The question becomes, ”Does this assertation comport to the form of the union created by the Constitution?”  Our system vests sovereignty in but one place – the people of the several, yet united, states.  The sovereign people of the states agreed to grant authority (or limited sovereignty if you will) to two spheres – the federal and state governments – via constitutions.  It is in the US Constitution we see the spheres of authority between these two entities clearly delineated, and that neither “sphere” is permitted to invade that of the other.

In Construction Construed, and Constitutions Vindicated, published in 1820, John Taylor of Caroline, after quoting both Madison’s and Hamilton’s comments to this point in The Federalist Papers, succinctly summed up this principle with these words:

“The co-ordinacy of institution, the independence of each other, and the mutuality of the right of construing the federal constitution, are thus recognised and asserted, as existing in the federal and state governments; and the principle, which pervades the whole, must also pervade the parts. If the entire federal government possesses no supremacy over, and can require no subordination from the entire state governments, whilst acting within their respective spheres, no part or department of that government can exert a supremacy over, or exact a subordination from, the corresponding parts or departments of the state governments.”

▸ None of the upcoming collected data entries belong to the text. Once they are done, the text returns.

Issue #2837, opened 2020-11-18
Functions emulator does not honor timeoutSeconds


xaphod:
### [REQUIRED] Environment info

**firebase-tools:** 8.16.2

**Platform:** macOS 10.15.7

### [REQUIRED] Test case

```
exports.zip = functions
  .runWith({ memory: '1GB', timeoutSeconds: 540 })
  .https
  .onRequest(zip);
```

### [REQUIRED] Steps to reproduce

Run function on emulator such that it takes a long time to execute.

### [REQUIRED] Expected behavior

I expect that the function times out in 540 seconds.

### [REQUIRED] Actual behavior

The function times out in about 60 seconds (I did not time it, that is a guess).

Is it a known issue that the emulator doesn't respect `timeoutSeconds`, or did I do it wrong?

samtstern:
@xaphod as far as I can tell timeout is working.  I wrote these two functions:

```js
const functions = require('firebase-functions');

exports.withTimeout = functions.runWith({
  timeoutSeconds: 30
}).https.onRequest((request, response) => {
  setTimeout(() => {
    response.send("Hello from Firebase!");
  }, 45 * 1000);
});

exports.withoutTimeout = functions.runWith({
  memory: '1GB'
}).https.onRequest((request, response) => {
  setTimeout(() => {
    response.send("Hello from Firebase!");
  }, 45 * 1000);
});
```

When I run the one with the 30s timeout:
```
i  functions: Beginning execution of "withTimeout"
⚠  functions: Your function timed out after ~30s. To configure this timeout, see
      https://firebase.google.com/docs/functions/manage-functions#set_timeout_and_memory_allocation.
>  /Users/samstern/Projects/firebase-tools/lib/emulator/functionsEmulatorRuntime.js:668
>                  throw new Error("Function timed out.");
```

When I run the one without:
```
i  functions: Beginning execution of "withoutTimeout"
i  functions: Finished "withoutTimeout" in ~44s
```

samtstern:
I also made sure it's not about going over 60s:
```js
exports.veryLongTimeout = functions.runWith({
  timeoutSeconds: 120
}).https.onRequest((request, response) => {
  setTimeout(() => {
    response.send("Hello from Firebase!");
  }, 100 * 1000);
});
```

Logs:
```
i  functions: Beginning execution of "veryLongTimeout"
i  functions: Finished "veryLongTimeout" in ~99s
```

xaphod:
[...]

PR #4745, opened 2022-07-14
Fix "bug" where function timeout option did not apply to Functions Emulator.

taeold:
Several months ago, we started to refactor the Functions Emulator with the goal of the Emulator implement more closely resembling how GCF works.

One way the Emulator and GCF differed was how timeout was enforced - in GCF that work was done outside of the runtime process whereas in the emulated environment it was enforced by the runtime process itself.

Our work on redesigning the emulator still has much more work to do. It was premature of me to remove a well working feature - again, hubris got the best of me ("I'll add the feature back in just a week or two!".

Many users have spoken out - so I'm proposing here we bring back the timeout feature I ripped out few months ago. It'll be our responsibility to preserve this feature in the redesign-ed the Emulator.

Fixes https://github.com/firebase/firebase-tools/issues/2837

### DIFF
--- a/CHANGELOG.md
+++ b/CHANGELOG.md
@@ -1,0 +1,1 @@
+- Fix bug where function timeout couldn't be configured in the Functions Emulator. (#4745)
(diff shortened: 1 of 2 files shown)


colerogers (approved):

absemetov:
When I use cli v11.* (11.4.0) my functions not work Error("Function timed out.").
v 10.* latest 10.9.2 work good
[10.9.2](https://github.com/firebase/firebase-tools/issues/2837#issuecomment-1198990122)

PR #4750, opened 2022-07-15
Rewrite functions emulator integration test to avoid using serialized trigger hack

taeold:
Functions Emulator integration tests depended on a unique feature called "serialized triggers" that allows the emulated function process to dynamically load new function definition on per-testcase basis.

Mechanically, the integration test target serializes/stringifies the test trigger definition and sends it over to the runtime process, and the runtime process `eval()`s it to load the function definition.

This is pretty convenient and allow the integration test to re-use single process for all test cases.

However, it gets in the way of simplifying the runtime environment. So I rewrote all integration tests to instead write out the test trigger definition to `index.js` and have the runtime load it from source - just as it does in non-test scenarios.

To apply this to our current showdown between the states and President Obama, if the matter of admitting refugees is a matter left to the discretion of the states, and “If the entire federal government possesses no supremacy over, and can require no subordination from the entire state governments,” then for Obama to claim he can force the states to do otherwise is to turn Taylor’s principle on its head, namely, that if one part of the federal government can eviscerate the authority of the states in one matter, then the entire federal government can do likewise in all areas, and the significance of even the semblance of states’ existence is reduced to the theatre of the absurd.

It may well be that having the federal government control those permitted to immigrate into the United States, especially in this day and time, is the best course of action; but as Chief Justice John Marshall stated in McCulloch v. Maryland in 1819, “The peculiar circumstances of the moment may render a measure more or less wise, but cannot render it more or less constitutional.”